═════ Data for review ═════

PR #695, opened 2022-06-15
cmd/kubectl-gadget: Avoid repeated code on snapshot gadgets

blanquicet:
# Avoid repeated code on snapshot gadgets

This PR factorizes the code of the snapshot gadgets to avoid repeating patterns on each of them. The common code was moved to a snapshot source code, and each gadget kept only its specific code.

## Implementation details

I used generics to simplify the code. It implies updating the required Go to v1.18.

## Notes for reviewers

- I tried to make progressive changes at each commit so that it is easier to do a review per commit.
- Please consider that the final goal of this series of PRs is to move most of the code to other packages and then use it from local-gadget.

### DIFF
--- a/cmd/kubectl-gadget/snapshot/process.go
+++ b/cmd/kubectl-gadget/snapshot/process.go
@@ -15,31 +15,28 @@
 package snapshot
 
 import (
-	"encoding/json"
 	"fmt"
-	"os"
 	"sort"
 	"strings"
-	"text/tabwriter"
 
 	"github.com/spf13/cobra"
 
 	"github.com/kinvolk/inspektor-gadget/cmd/kubectl-gadget/utils"
-	gadgetv1alpha1 "github.com/kinvolk/inspektor-gadget/pkg/apis/gadget/v1alpha1"
 	"github.com/kinvolk/inspektor-gadget/pkg/gadgets/process-collector/types"
-	eventtypes "github.com/kinvolk/inspektor-gadget/pkg/types"
 )
 
 type ProcessFlags struct {
 	showThreads bool
 }
 
-func init() {
-	processCmd := initProcessCmd()
-	SnapshotCmd.AddCommand(processCmd)
+type ProcessParser struct {
+	BaseSnapshotParser
+
+	outputConfig *utils.OutputConfig
+	processFlags *ProcessFlags
 }
 
-func initProcessCmd() *cobra.Command {
+func newProcessCmd() *cobra.Command {
 	var commonFlags utils.CommonFlags
 	var processFlags ProcessFlags
 
@@ -47,69 +44,14 @@ func initProcessCmd() *cobra.Command {
 		Use:   "process",
 		Short: "Gather information about running processes",
 		RunE: func(cmd *cobra.Command, args []string) error {
-			config := &utils.TraceConfig{
-				GadgetName:       "process-collector",
-				Operation:        "collect",
-				TraceOutputMode:  "Status",
-				TraceOutputState: "Completed",
-				CommonFlags:      &commonFlags,
+			processGadget := &SnapshotGadget[types.Event]{
+				name:        "process-collector",
+				commonFlags: &commonFlags,
+				parser:      NewProcessParser(&commonFlags.OutputConfig, &processFlags),
+				params:      nil,
 			}
 
-			callback := func(results []gadgetv1alpha1.Trace) error {
-				allEvents := []types.Event{}
-
-				for _, i := range results {
-					if len(i.Status.Output) == 0 {
-						continue
-					}
-
-					var events []types.Event
-					if err := json.Unmarshal([]byte(i.Status.Output), &events); err != nil {
-						return utils.WrapInErrUnmarshalOutput(err, i.Status.Output)
-					}
-					allEvents = append(allEvents, events...)
-				}
-
-				allEvents = sortProcessEvents(allEvents, &processFlags)
-
-				switch commonFlags.OutputMode {
-				case utils.OutputModeJSON:
-					b, err := json.MarshalIndent(allEvents, "", "  ")
-					if err != nil {
-						return utils.WrapInErrMarshalOutput(err)
-					}
-
-					fmt.Printf("%s\n", b)
-					return nil
-				case utils.OutputModeColumns:
-					fallthrough
-				case utils.OutputModeCustomColumns:
-					// In the snapshot gadgets it's possible to use a tabwriter because
-					// we have the full list of events to print available, hence the
-					// tablewriter is able to determine the columns width. In other
-					// gadgets we don't know the size of all columns "a priori", hence
-					// we have to do a best effort printing fixed-width columns.
-					w := tabwriter.NewWriter(os.Stdout, 0, 0, 4, ' ', 0)
-
-					fmt.Fprintln(w, getProcessColsHeader(&processFlags, commonFlags.CustomColumns))
-					for _, e := range allEvents {
-						if e.Type != eventtypes.NORMAL {
-							utils.ManageSpecialEvent(e.Event, commonFlags.Verbose)
-							continue
-						}
-
-						fmt.Fprintln(w, transformProcessEvent(&e, &processFlags, &commonFlags.OutputConfig))
-					}
-
-					w.Flush()
-				default:
-					return utils.WrapInErrOutputModeNotSupported(commonFlags.OutputMode)
-				}
-
-				return nil
-			}
-
-			return utils.RunTraceAndPrintStatusOutput(config, callback)
+			return processGadget.Run()
 		},
 	}
 
@@ -126,9 +68,7 @@ func initProcessCmd() *cobra.Command {
 	return cmd
 }
 
-// getProcessColsHeader returns a header with the default list of columns
-// when it is not requested to use a subset of custom columns.
-func getProcessColsHeader(processFlags *ProcessFlags, requestedCols []string) string {
+func NewProcessParser(outputConfig *utils.OutputConfig, processFlags *ProcessFlags) SnapshotParser[types.Event] {
 	availableCols := map[string]struct{}{
 		"node":      {},
 		"namespace": {},
@@ -139,24 +79,33 @@ func getProcessColsHeader(processFlags *ProcessFlags, requestedCols []string) st
 		"pid":       {},
 	}
 
+	return &ProcessParser{
+		BaseSnapshotParser: BaseSnapshotParser{
+			availableCols: availableCols,
+		},
+		outputConfig: outputConfig,
+		processFlags: processFlags,
+	}
+}
+
+func (p *ProcessParser) GetColumnsHeader() string {
+	requestedCols := p.outputConfig.CustomColumns
 	if len(requestedCols) == 0 {
 		requestedCols = []string{"node", "namespace", "pod", "container", "comm", "pid"}
-		if processFlags.showThreads {
+		if p.processFlags.showThreads {
 			requestedCols = []string{"node", "namespace", "pod", "container", "comm", "tgid", "pid"}
 		}
 	}
 
-	return buildSnapshotColsHeader(availableCols, requestedCols)
+	return p.BuildSnapshotColsHeader(requestedCols)
 }
 
-// transformProcessEvent is called to transform an event to columns
-// format according to the parameters.
-func transformProcessEvent(e *types.Event, processFlags *ProcessFlags, outputConf *utils.OutputConfig) string {
+func (p *ProcessParser) TransformEvent(e *types.Event) string {
 	var sb strings.Builder
 
-	switch outputConf.OutputMode {
+	switch p.outputConfig.OutputMode {
 	case utils.OutputModeColumns:
-		if processFlags.showThreads {
+		if p.processFlags.showThreads {
 			sb.WriteString(fmt.Sprintf("%s\t%s\t%s\t%s\t%s\t%d\t%d",
 				e.Node, e.Namespace, e.Pod, e.Container,
 				e.Command, e.Tgid, e.Pid))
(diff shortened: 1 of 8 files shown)


blanquicet:
Related to https://github.com/kinvolk/inspektor-gadget/issues/545. It will be completely solved once we implement this refactoring for all the categories.

cmd/kubectl-gadget/snapshot/snapshot.go
```diff
@@ -15,16 +15,118 @@
...
+	// The Go compiler does not support accessing a struct field x.f where x is
+	// of type parameter type even if all types in the type parameter's type set
+	// have a field f. We may remove this restriction in Go 1.19. See
+	// https://tip.golang.org/doc/go1.18#generics.
+	GetBaseEvent() eventtypes.Event
+}
+
+type GadgetFlags interface {
+	SocketFlags | ProcessFlags
+}
```
blanquicet, line 50: Defining the [`processFlags`](https://github.com/kinvolk/inspektor-gadget/blob/e9cc720de5e12bf926bebc42a69417afe4959d31/cmd/kubectl-gadget/snapshot/process.go#L45) and [`socketFlags`](https://github.com/kinvolk/inspektor-gadget/blob/e9cc720de5e12bf926bebc42a69417afe4959d31/cmd/kubectl-gadget/snapshot/socket.go#L46) as global variables would remove the need of having this interface. On the one hand, I would prefer not to use global variables unless it is strictly needed. However, I am aware that this interface makes the code more complex. What do you think?

cmd/kubectl-gadget/snapshot/snapshot.go
```diff
@@ -15,16 +15,118 @@
...
+
+// getSnapshotCallback returns the callback that will be called when a snapshot
+// gadget finishes without errors and generates a list of results per node. This
+// function merges, sorts and print all of them in the requested mode.
+func getSnapshotCallback[Event GadgetEvent, Flags GadgetFlags](
+	outputConf *utils.OutputConfig,
+	gadgetFlags *Flags,
+	sortEvents func([]Event, *Flags),
+	getColsHeader func(*Flags, []string) string,
+	transformEvent func(*Event, *Flags, *utils.OutputConfig) string,
```
blanquicet, line 60: I am investigating how to create an `interface` with these methods to avoid passing all these arguments but I am not sure it is possible using generics.

eiffel-fl (commented):
Hi.

I like the idea, code is nicer now so thank you for it!
I nonetheless have some comments (particularly regarding `-t`):

Best regards.

.github/workflows/inspektor-gadget.yml
```diff
@@ -17,12 +17,12 @@ jobs:
     # level: 0
     runs-on: ubuntu-latest
     steps:
-    - name: Setup go 1.17
+    - name: Setup Go
       uses: actions/setup-go@v1
       with:
-        go-version: 1.17
+        go-version: 1.18
```
alban, line 23: This breaks "go get" in crd.mk because of the change of semantics in Go 1.18:
https://go.dev/doc/go-get-install-deprecation

It seems to work on the upstream repository but it does not work on a fork:
https://github.com/alban/inspektor-gadget/runs/6900841081?check_suite_focus=true

```
/bin/sh: 1: /home/runner/work/inspektor-gadget/inspektor-gadget/bin/controller-gen: not found
```

I am not sure if it is because something is cached...

I am trying to fix this with something like [this patch](https://github.com/alban/inspektor-gadget/commit/4ea50d19c936466f98e7295e902c4e3ecd1213e9) but there are other errors behind. I am investigating it...

alban: The CI tests are fixed with the following commits:
https://github.com/alban/inspektor-gadget/commit/45f31810d4dfcdb120bcc95a741c2b529f247135
https://github.com/alban/inspektor-gadget/commit/b74cdff3eb683499ef79b67c64f865b0f1dc5392

.github/workflows/inspektor-gadget.yml
```diff
@@ -17,12 +17,12 @@ jobs:
...
       id: go
-    - name: Cache go 1.17
+    - name: Cache Go
```
alban, line 25: The new version of `actions/setup-go` can manage the Go cache automatically, so we don't need this section anymore. 
This requires to move the `checkout` above the `setup-go`:
https://github.com/alban/inspektor-gadget/commit/2126f17d80f77eeb1628e844eee592fa3b932191

cmd/kubectl-gadget/snapshot/process.go
```diff
@@ -128,32 +166,32 @@ func processTransformEvent(e types.Event) string {
...
+			sb.WriteRune('\t')
 		}
 	}
 
 	return sb.String()
 }
 
-func printProcesses(allProcesses []types.Event) error {
-	if !processCollectorParamThreads {
+func sortProcessEvents(allProcesses []types.Event, processFlags *ProcessFlags) {
```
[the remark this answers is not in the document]
blanquicet: Oops. You are right! I didn't realise deep enough that functionality. I followed your suggestion about returning the new slice, but I was wondering if it would be better to use pointers 🤔

cmd/kubectl-gadget/snapshot/snapshot.go
blanquicet: I found a way to use interfaces, and it improved the code!

cmd/kubectl-gadget/utils/flags.go
```diff
@@ -78,14 +90,8 @@ type CommonFlags struct {
...
-	// OutputMode specifies the way output should be printed
-	OutputMode string
-
-	// Verbose prints additional information
-	Verbose bool
-
-	// List of columns to print (only meaningful when OutputMode is "columns=...")
-	CustomColumns []string
+	// OutputConf specifies the way output should be printed
+	OutputConf OutputConfig
```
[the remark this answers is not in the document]
blanquicet: I agree it doesn't look that good, but I am not sure if embedding it is the best solution. AFAIU, embedding should be used when the inner struct is like a "base version" for the outer (e.g. [here](https://github.com/kinvolk/inspektor-gadget/blob/a7237570b55aa7d20e067c41a992615436370f33/pkg/gadgets/execsnoop/types/types.go#L22)). And it does not seem to be the case, don't you think?

Anyway, I modified the code to use an interface, see https://github.com/kinvolk/inspektor-gadget/pull/695#discussion_r898087131. Let me know if it looks better now.

.github/workflows/inspektor-gadget.yml
blanquicet: It is being managed in https://github.com/kinvolk/inspektor-gadget/pull/696.

cmd/kubectl-gadget/snapshot/snapshot.go
blanquicet: Using an interface resolved this situation.

cmd/kubectl-gadget/snapshot/process.go
```diff
@@ -15,110 +15,97 @@
...
 
-	processCollectorCmd.PersistentFlags().BoolVarP(
-		&processCollectorParamThreads,
+	cmd.PersistentFlags().BoolVarP(
+		&processFlags.threadGroupID,
 		"threads",
 		"t",
 		false,
-		"Show all threads",
+		"Show the thread group ID",
```
alban, line 73: I think this doc change is confusing and the previous text ("Show all threads") was better.

When this flag is set, it will show an entry for each thread. Without this flag, only one entry per process. In multi-threaded processes, there is typically one main thread that has pid == tid.

I guess you renamed the flag to `threadGroupID` it seems to change whether the tgid is printed. But its main change is to filter out the threads (see code near `allProcessesTrimmed`).

Also, "thread group ID" is the term given in kernel code (or BPF code since it runs in the kernel). But users would normally call it "process ID" or pid:

|  Concept       | In kernel code       | In userspace code |
|---------|----------------------|-------------------|
| Process | tgid (task group id) | pid (from `getpid()`)               |
| Thread  | pid                  | tid (from `gettid()`)               |

alban:
> Please consider that the final goal of this series of PRs is to move most of the code to other packages and then use it from local-gadget

Could you give examples of generic functions that would be added in a shared package between kubectl-gadget and local-gadgets? Would getSnapshotCallback() be one of them?

cmd/kubectl-gadget/snapshot/process.go
blanquicet: You are right. I got confused (again 😢 ). Thanks for the explanation!

I think my confusion comes from the name of the columns because they describe the data in "kernel terms" and not "userspace terms". Let me describe it with an example. 

When `-t` is not specified, we have the following output:

```bash
$ ./kubectl-gadget snapshot process -n gadget -p gadget-fgkll
NODE           NAMESPACE    POD             CONTAINER    COMM               PID
vm-minikube    gadget       gadget-fgkll    gadget       gadgettracerman    10559
```

It shows one process with ID `10559` (PID in terms of kernel and userspace). So far, so good. 

Now, if I want to know if that process has more than one thread, I use the `-t` option:

```bash
$ ./kubectl-gadget snapshot process -n gadget -p gadget-fgkll -t
NODE           NAMESPACE    POD             CONTAINER    COMM               TGID     PID
vm-minikube    gadget       gadget-fgkll    gadget       gadgettracerman    10559    10559
vm-minikube    gadget       gadget-fgkll    gadget       gadgettracerman    10559    10586
vm-minikube    gadget       gadget-fgkll    gadget       gadgettracerman    10559    10587
vm-minikube    gadget       gadget-fgkll    gadget       gadgettracerman    10559    10588
vm-minikube    gadget       gadget-fgkll    gadget       gadgettracerman    10559    10589
vm-minikube    gadget       gadget-fgkll    gadget       gadgettracerman    10559    10590
vm-minikube    gadget       gadget-fgkll    gadget       gadgettracerman    10559    10591
...
```

Here is where I don't think the name of the columns describes very well the situation in terms of userspace. I mean, I read it as the column PID now represents the thread ID and the TGID, which is kernel terminology, represents the PID. Don't you think?

IMO, after thinking about it better, the description should remain "Show all threads" as you said. Then, if our idea is to show the information in terms of userspace, I think we should change the name of the last two columns to be PID and TID (thread ID):

```bash
$ ./kubectl-gadget snapshot process -n gadget -p gadget-fgkll -t
NODE           NAMESPACE    POD             CONTAINER    COMM               PID     TID
```

What do you think?

BTW, I found [this](https://stackoverflow.com/a/9306150) comment very useful.

blanquicet:
> Could you give examples of generic functions that would be added in a shared package between kubectl-gadget and local-gadgets? Would getSnapshotCallback() be one of them?

My first idea is to move all the functions within `socket.go` to a shared package and have this code in the CLIs:

kubectl-gadget:
```go
func init() {
	socketCmd := initSocketCmd(utils.RunTraceAndPrintStatusOutput)
	SnapshotCmd.AddCommand(socketCmd)
}
```

local-gadget:
```go
func init() {
	socketCmd := initSocketCmd(<function that runs the gadget and returns the results (still to be developed)>)
	SnapshotCmd.AddCommand(socketCmd)
}
```

The same applies to `process.go`. While for `snapshot.go`, all the code within can also be moved to a shared package except for the definition of `SnapshotCmd`.

What do you think? I think we can still improve it, but we will see once we start developing the local-gadget side. I decided not to do everything in one PR because it would have been very difficult to review.

cmd/kubectl-gadget/snapshot/process.go
alban: I agree, the columns should use the userspace terminology

eiffel-fl: I agree too, but this can be dealt in another PR.

blanquicet: I drop that change from this PR, and I will change the columns header in another PR.

cmd/kubectl-gadget/snapshot/process.go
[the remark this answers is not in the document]
eiffel-fl: > I followed your suggestion about returning the new slice, but I was wondering if it would be better to use pointers thinking

Yes sorry, I suggested the first thing which came to my mind to solve it but indeed using pointers would be better as it would avoid allocating a new slice.

cmd/kubectl-gadget/utils/flags.go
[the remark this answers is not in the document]
blanquicet: TBH, I don't like `params.OutputConfig.Verbose`, so I would be more for using embedding. Let's first see what other folks think about it.

cc @alban @mauriciovasquezbernal

cmd/kubectl-gadget/snapshot/process.go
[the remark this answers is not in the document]
blanquicet: > it would avoid allocating a new slice
>
We still need to do it because it is easier to create a new slice where we only add the main thread per process than to remove the secondary threads from the original slice.

My only concern is that a pointer to a slice (`*[]types.Event`) doesn't look very go-style 😅 .

cmd/kubectl-gadget/utils/flags.go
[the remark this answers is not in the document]
mauriciovasquezbernal: I think embedding is fine.

blanquicet:
Rebased

blanquicet:
Related https://github.com/kinvolk/inspektor-gadget/issues/642

blanquicet:
I created the [`SnapshotGadget` struct](https://github.com/kinvolk/inspektor-gadget/blob/d665c09aa53a505eeaf75e5561867ed57572a17e/cmd/kubectl-gadget/snapshot/snapshot.go#L77-L83) and used composition for the [parsers](https://github.com/kinvolk/inspektor-gadget/blob/d665c09aa53a505eeaf75e5561867ed57572a17e/cmd/kubectl-gadget/snapshot/process.go#L33) to make the code more readable as suggested by @mauriciovasquezbernal. Therefore, PTAL.

cmd/kubectl-gadget/snapshot/snapshot.go
```diff
@@ -15,16 +15,158 @@
...
+		}
+
+		return nil
+	}
+
+	return utils.RunTraceAndPrintStatusOutput(config, callback)
+}
+
+func NewSnapshotCmd() *cobra.Command {
+	SnapshotCmd := &cobra.Command{
```
mauriciovasquezbernal, line 163: I think local variables as usually lowercase, right? (I got confused for a second thinking it was a global variable).

mauriciovasquezbernal (approved):
Just a very minor nit. Looks great, thanks for handling this!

═════

=== Problem to solve ===
Some lines in the material contain "goal". Show all of them.

=== Response for this exercise ===
- Please consider that the final goal of this series of PRs is to move most of the code to other packages and then use it from local-gadget.
> Please consider that the final goal of this series of PRs is to move most of the code to other packages and then use it from local-gadget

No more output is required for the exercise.